# Empress ParaEQ or MXR 10band EQ?



## soldierscry (Jan 20, 2008)

I have a Orange Rocker 30 head and I love the dirty channel but I find the clean channel too muddy with humbuckers. which EQ would be better to go with? is the Empress really worth the extra $100+? I do like that the Empress has the foot switchable boost which would be great for pushing the amp into overdrive. Any thoughts would help.


----------



## Clean Channel (Apr 18, 2011)

Not a lot of help, but thought I'd chime in, and if nothing else, bump your thread.

I've got the Empress and love it. Never tried the MXR though. The main difference between the two is that the Empress is parametric while the MXR is graphic. Seems most people agree that parametric is the superior design. I could go on, but a few searches will bring up loads of threads on that topic...


----------



## Guest (Oct 19, 2011)

Try the MXR... If it does what you want, $100 bucks saved!

I don't think more money is always better in this game.


----------



## mhammer (Nov 30, 2007)

Parametrics and graphics are solutions to circumstances where you have no idea in advance what frequency bands are pivotal in optimal sound. A graphic allows for adjustment in multiple places, although you're stuck with the "places" designated by the designer/manufacturer. The good news about parametric is it gives you more choice. The bad news about parametric is it gives you more choice. Parametrics are like having a grpahic with an infinite number of bands...you just have to find the ones that matter to you.

Many amps, and even pedals, come with a "quasi-parametric" midrange section, that lets you dial in where the boost/cut is applied, in conjunction with fixed treble/bass sections. A single section may not be enough flexibility, but most designers of parametrics are clever enough to realize that more than 3 or perhaps 4 bands makes life too complicated.

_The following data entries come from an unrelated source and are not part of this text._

PR #459, opened 2015-01-21
Add support for UUID in Mysql and Sqlite

dakota:
Currently only SqlServer and PostgreSql support native UUID/UniqueIdentifier column types. This PR adds a mapping for Mysql and Sqlite to treat UUIDs as CHAR(36).

This allows for migration scripts originally written for SqlServer or PostgreSql to work without modification on Mysql/Sqlite.

### DIFF
--- a/src/Phinx/Db/Adapter/MysqlAdapter.php
+++ b/src/Phinx/Db/Adapter/MysqlAdapter.php
@@ -787,6 +787,8 @@ class MysqlAdapter extends PdoAdapter implements AdapterInterface
             case static::PHINX_TYPE_BOOLEAN:
                 return array('name' => 'tinyint', 'limit' => 1);
                 break;
+            case static::PHINX_TYPE_UUID:
+                return array('name' => 'char', 'limit' => 36);
             // Geospatial database types
             case static::PHINX_TYPE_GEOMETRY:
             case static::PHINX_TYPE_POINT:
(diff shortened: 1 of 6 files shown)


src/Phinx/Db/Adapter/MysqlAdapter.php
```diff
@@ -837,6 +839,9 @@ public function getPhinxType($sqlTypeDef)
                     if ($limit === 255) {
                         $limit = null;
                     }
+                    if ($limit === 36) {
+                        $type = static::PHINX_TYPE_UUID;
```
shadowhand: Not 100% positive this will work all the time, but let's give it a shot.

src/Phinx/Db/Adapter/SqlServerAdapter.php
```diff
@@ -1142,23 +1142,7 @@ protected function getForeignKeySqlDefinition(ForeignKey $foreignKey, $tableName
...
-            'datetime',
-            'timestamp',
-            'time',
-            'date',
-            'binary',
-            'boolean',
-            'uuid',
-            'filestream'
-        );
+        return array_merge(parent::getColumnTypes(), array('filestream'));
```
shadowhand: :+1:

lorenzo:
:clap:

src/Phinx/Db/Adapter/MysqlAdapter.php
dakota: There will probably be cases where this may not work, but there isn't really any other way with MySQL but to assume that CHAR(36) is UUID. At least not that I'm aware of.

PR #1554, opened 2019-06-09
New implementation of getColumns for SQLite

### LINKED ISSUE #1550: SQLite: getColumns() could be better
While `SQLiteAdapter::getColumns()` is mostly okay, it has two major problems:

1. The process for determining the identity column is aggressively simplistic and can trivially be fooled even using Phinx itself
2. Default-value expressions are not parsed, leading to inconsistent results compared to PostgreSQL and MySQL

Fixing the latter properly will fix the block on PR #1463.

JKingweb:
This change constitutes a new implementation of `SQLiteAdapter::getColumns()`. The method itself is not significantly changed, but it now calls out to two new methods: one which correctly identify a table's identity column (if any), and another which correctly interprets default-value expressions. Specifically, the following expressions are recognized and converted to applicable PHP types:

- String literals
- Integers and hexadecimal numbers
- Floats
- `NULL`
- `CURRENT_DATE`, `CURRENT_TIME`, and `CURRENT_TIMESTAMP`
- `TRUE` and `FALSE` (for SQLite 3.24 and later)

Anything else (including blob literals, for now) is wrapped in an instance of the new `Expression` class, a companion to the existing `Literal` class.

~Note that the existing tests for `getColumns()` have been retained as they appear to provide coverage for `getPhinxType()` and `getSqlType()`. Merging PR #1551 would make these tests obsolete. Note also that merging PR #1551 would require a change at line 542 in this patch, as indicated by the `FIXME`.~

Merging this patch should allow PR #1463 to be merged.

Fixes #1550.

### DIFF
--- a/src/Phinx/Db/Adapter/SQLiteAdapter.php
+++ b/src/Phinx/Db/Adapter/SQLiteAdapter.php
@@ -216,60 +216,6 @@ class SQLiteAdapter extends PdoAdapter implements AdapterInterface
     }
 
     /**
-     * Searches through all available schemata to find a table and returns an array
-     * containing the bare schema name and whether the table exists at all.
-     * If no schema was specified and the table does not exist the "main" schema is returned
-     *
-     * @param string $tableName The name of the table to find
-     * @return array
-     */
-    protected function resolveTable($tableName)
-    {
-        $info = $this->getSchemaName($tableName);
-        if ($info['schema'] === '') {
-            // if no schema is specified we search all schemata
-            $rows = $this->fetchAll('PRAGMA database_list;');
-            // the temp schema is always first to be searched
-            $schemata = ['temp'];
-            foreach ($rows as $row) {
-                if (strtolower($row['name']) !== 'temp') {
-                    $schemata[] = $row['name'];
-                }
-            }
-            $default = 'main';
-        } else {
-            // otherwise we search just the specified schema
-            $schemata = (array)$info['schema'];
-            $default = $info['schema'];
-        }
-
-        $table = strtolower($info['table']);
-        foreach ($schemata as $schema) {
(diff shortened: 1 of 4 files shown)


JKingweb:
Note that diff coverage is actually 100%. Some of it is only testable with SQLite 3.24, which was first bundled with PHP 7.3.0.

lorenzo:
Can you solve the merge errors, please?

JKingweb:
Absolutely. I don't have time presently, but should be able to do so sometime today.

src/Phinx/Db/Adapter/SQLiteAdapter.php
```diff
@@ -57,6 +58,29 @@ class SQLiteAdapter extends PdoAdapter implements AdapterInterface
 
     protected $suffix = '.sqlite3';
 
+    /** Indicates whether the database library version is at least the specified version
+     *
+     * @param string $ver The version to check against e.g. '3.28.0'
+     * @return boolean
+     */
+    public function databaseVersionAtLeast($ver)
```
lorenzo: This function seems to be repeating logic from `version_compare` https://php.net/version_compare

JKingweb: That's debatable: SQLite version numbers don't have the same rules as PHP version numbers. It would perform the same functionality, though, I suppose.

lorenzo: I think your implementation is the same as `version_compare`, probably will be more clear to use that func

JKingweb: I agree. I'll change it.

lorenzo:
Thanks again, you are doing a great job!

PR #1555, opened 2019-06-10
Fix #1474

### LINKED ISSUE #1474: Postgres: truncate doesn't reset auto increment
The truncate on Postgres's BDD doesn't reset the auto increments by default. For this, we have to add 'RESTART IDENTITY' to the query:

`TRUNCATE TABLE table_name RESTART IDENTITY`

The current behavior of truncate doesn't reset auto increment and there is no option to force it. The only way is with a raw sql script.

Should be truncate with reset auto increments the default behavior?

Thanks

rakshazi:
Hello,
By default, phinx postgres adapter does not reset autoincrement, but other adapters (like mysql) do that by default. That PR adds `RESTART IDENTITY` to truncate command in postgres adapter


lorenzo:
Thanks!

PR #1557, opened 2019-06-13
Decouple DirectActionInterface from PdoAdapter

JKingweb:
This patch moves the `DirectActionInterface` implementation of `PdoAdapter` out to a trait, `AbstractDirectActionTrait`. 

The rationale for this change is simple: SQLite is not actually capable of most direct actions, whilst unquestionably being a PDO-based adapter. The capability for direct actions has been shoehorned into the SQLite adapter, but it makes the code harder to read, harder to maintain, and ultimately makes the actions themselves less efficient than they could be.

For now the SQLite adapter is unchanged; this merely ends the assumption that all PDO-based adapters are capable of direct actions.


src/Phinx/Db/Adapter/AbstractDirectActionTrait.php
```diff
@@ -0,0 +1,423 @@
...
+use Phinx\Db\Table\Column;
+use Phinx\Db\Table\ForeignKey;
+use Phinx\Db\Table\Index;
+use Phinx\Db\Table\Table;
+use Phinx\Db\Util\AlterInstructions;
+
+/**
+ * A generic implementation of DirectActionInterface
+ *
+ * @author Rob Morgan <robbym@gmail.com>
```
lorenzo: can you remove this?

src/Phinx/Db/Adapter/AbstractDirectActionTrait.php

If one is trying to EQ a room with a multiplicity of resonant peaks, then lotsa graphic bands is wonderful. If you're just trying to re-voice a guitar, then parametric is wonderful.


----------



## davetcan (Feb 27, 2006)

Boss GE-7 into the loop of a Fender Supersonic 22 stopped me from selling the amp. I had the opposite problem, couldn't dial out the brightness to my liking. I left everything else flat and just nudged down the two high frequency bands and all is good. I'll likely have to tweak some more once the speaker breaks in properly but it really sounds good right now. If I want to add some bite back in for a solo then I just switch it off.


----------



## Guest (Oct 19, 2011)

I am 100% biased by ParaEQ all the way. You've got far better control over the EQ and it is dead. Freaking. Silent.


----------



## Guest (Oct 21, 2011)

Have you made a choice yet? If you're leaning toward a parametric, 
I have an old Boss Mini Rack ('87ish) that may suit your needs.


----------



## mhammer (Nov 30, 2007)

iaresee said:


> I am 100% biased by ParaEQ all the way. You've got far better control over the EQ and it is dead. Freaking. Silent.


Just an addendum that the silence is a product of the individual design, not the fact that it is parametric.

I will add as well that it is an old studio trick to use a parametric during post-production to apply "wah" to a track. You just set up the Q/resonance you like, set it for the amount of boost you like, and sweep the frequency manually. That lets you do things like apply wah to multiple tracks that could not normally be synced or controlled by a player's foot.


----------



## soldierscry (Jan 20, 2008)

I think A parametric EQ would be the best from what I'm reading here and around the net. Eventually (once I can get enough cash..lol) I will take the plunge and get the empress. for now I picked up a boss SD-1 that I'm going to tweak a bit to be more of a clean boost and mess with the eq of it a bit to help.


----------



## Jeff B. (Feb 20, 2010)

I picked up one of these a few weeks ago and it works quite well. If you have the space for it they can be had for cheap. I only paid $15 for this one. 
There are 2 independent sections each with their own input and output. I'm going to make a switchbox/looper for it to allow me to wrap one section at the start of a pedal chain and one at the end. Should be fun for experimenting with how pre and post eq frequency changes affect certain pedals. 



 








A nice parametric would probably be easier to dial in though.
I'm surprised that no builder has at least to my knowledge "stompboxified" (Is that a word? If it isn't it is now.) the Furman PQ3/4. 
They would probably sell a ton of them. It would be a good job for Brian Wampler. He's quite good at getting amp in a box sounds.


----------